PR #479, opened 2021-07-11
Edit notes (Fixes #27, #361)

### LINKED ISSUE #27: Allow users to make notes on meanings

### LINKED ISSUE #361: Feature request: improve the user note feature

UInt2048:
Fixes #27 and closes #361 by adding edit meaning/reading notes buttons.

### DIFF
--- a/ios/SubjectDetailsView.swift
+++ b/ios/SubjectDetailsView.swift
@@ -160,6 +160,12 @@ class SubjectDetailsView: UITableView, SubjectChipDelegate {
       model.addSection("Meaning Note")
       model.add(notesItem)
     }
+    let hasMeaningNote = studyMaterials?.hasMeaningNote != nil
+    model.add(TKMBasicModelItem(style: .default,
+                                title: "\(hasMeaningNote ? "Edit" : "Create") meaning note",
+                                subtitle: nil,
+                                accessoryType: .none, target: self,
+                                action: #selector(editMeaningNote)))
   }
 
   private func addReadings(_ subject: TKMSubject,
@@ -183,6 +189,12 @@ class SubjectDetailsView: UITableView, SubjectChipDelegate {
       model.addSection("Reading Note")
       model.add(notesItem)
     }
+    let hasReadingNote = studyMaterials?.hasReadingNote != nil
+    model.add(TKMBasicModelItem(style: .default,
+                                title: "\(hasReadingNote ? "Edit" : "Create") reading note",
+                                subtitle: nil,
+                                accessoryType: .none, target: self,
+                                action: #selector(editReadingNote)))
   }
 
   private func addComponents(_ subject: TKMSubject,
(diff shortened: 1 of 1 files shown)


ios/SubjectDetailsView.swift
```diff
@@ -160,6 +160,12 @@ class SubjectDetailsView: UITableView, SubjectChipDelegate {
       model.addSection("Meaning Note")
       model.add(notesItem)
     }
+    let hasMeaningNote = studyMaterials?.hasMeaningNote != nil
```
davidsansome, line 163: hasMeaningNote is a bool - I think testing for nil is gonna give you the wrong result when the bool is false.

I would also check if the string is empty to catch the case when the proto field is set to the empty string.

`let hasMeaningNote = !(studyMaterials.meaningNote ?? "").isEmpty`

ios/SubjectDetailsView.swift
```diff
@@ -183,6 +189,12 @@ class SubjectDetailsView: UITableView, SubjectChipDelegate {
       model.addSection("Reading Note")
       model.add(notesItem)
     }
+    let hasReadingNote = studyMaterials?.hasReadingNote != nil
```
davidsansome, line 192: Same here

ios/SubjectDetailsView.swift
```diff
@@ -431,6 +443,44 @@ class SubjectDetailsView: UITableView, SubjectChipDelegate {
...
+    editNote(subject: subject, studyMaterials: studyMaterials, isMeaningNote: false)
+  }
+
+  func editNote(subject: TKMSubject, studyMaterials: TKMStudyMaterials?,
+                isMeaningNote: Bool) {
+    var materials = studyMaterials ?? TKMStudyMaterials()
+    if studyMaterials == nil {
+      materials.subjectID = subject.id
+    }
+    let hasNote = isMeaningNote ? materials.hasMeaningNote : materials.hasReadingNote
```
davidsansome, line 460: Make sure the logic is the same here too

davidsansome (approved):

ios/SubjectDetailsView.swift
UInt2048: Thanks for the tip! I've updated these three checks as requested.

________

What is expected = Please give every entry again, precisely as it appears.

Response to this task =
PR #479, opened 2021-07-11
Edit notes (Fixes #27, #361)

### LINKED ISSUE #27: Allow users to make notes on meanings

### LINKED ISSUE #361: Feature request: improve the user note feature

UInt2048:
Fixes #27 and closes #361 by adding edit meaning/reading notes buttons.

### DIFF
--- a/ios/SubjectDetailsView.swift
+++ b/ios/SubjectDetailsView.swift
@@ -160,6 +160,12 @@ class SubjectDetailsView: UITableView, SubjectChipDelegate {
       model.addSection("Meaning Note")
       model.add(notesItem)
     }
+    let hasMeaningNote = studyMaterials?.hasMeaningNote != nil
+    model.add(TKMBasicModelItem(style: .default,
+                                title: "\(hasMeaningNote ? "Edit" : "Create") meaning note",
+                                subtitle: nil,
+                                accessoryType: .none, target: self,
+                                action: #selector(editMeaningNote)))
   }
 
   private func addReadings(_ subject: TKMSubject,
@@ -183,6 +189,12 @@ class SubjectDetailsView: UITableView, SubjectChipDelegate {
       model.addSection("Reading Note")
       model.add(notesItem)
     }
+    let hasReadingNote = studyMaterials?.hasReadingNote != nil
+    model.add(TKMBasicModelItem(style: .default,
+                                title: "\(hasReadingNote ? "Edit" : "Create") reading note",
+                                subtitle: nil,
+                                accessoryType: .none, target: self,
+                                action: #selector(editReadingNote)))
   }
 
   private func addComponents(_ subject: TKMSubject,
(diff shortened: 1 of 1 files shown)


ios/SubjectDetailsView.swift
```diff
@@ -160,6 +160,12 @@ class SubjectDetailsView: UITableView, SubjectChipDelegate {
       model.addSection("Meaning Note")
       model.add(notesItem)
     }
+    let hasMeaningNote = studyMaterials?.hasMeaningNote != nil
```
davidsansome, line 163: hasMeaningNote is a bool - I think testing for nil is gonna give you the wrong result when the bool is false.

I would also check if the string is empty to catch the case when the proto field is set to the empty string.

`let hasMeaningNote = !(studyMaterials.meaningNote ?? "").isEmpty`

ios/SubjectDetailsView.swift
```diff
@@ -183,6 +189,12 @@ class SubjectDetailsView: UITableView, SubjectChipDelegate {
       model.addSection("Reading Note")
       model.add(notesItem)
     }
+    let hasReadingNote = studyMaterials?.hasReadingNote != nil
```
davidsansome, line 192: Same here

ios/SubjectDetailsView.swift
```diff
@@ -431,6 +443,44 @@ class SubjectDetailsView: UITableView, SubjectChipDelegate {
...
+    editNote(subject: subject, studyMaterials: studyMaterials, isMeaningNote: false)
+  }
+
+  func editNote(subject: TKMSubject, studyMaterials: TKMStudyMaterials?,
+                isMeaningNote: Bool) {
+    var materials = studyMaterials ?? TKMStudyMaterials()
+    if studyMaterials == nil {
+      materials.subjectID = subject.id
+    }
+    let hasNote = isMeaningNote ? materials.hasMeaningNote : materials.hasReadingNote
```
davidsansome, line 460: Make sure the logic is the same here too

davidsansome (approved):

ios/SubjectDetailsView.swift
UInt2048: Thanks for the tip! I've updated these three checks as requested.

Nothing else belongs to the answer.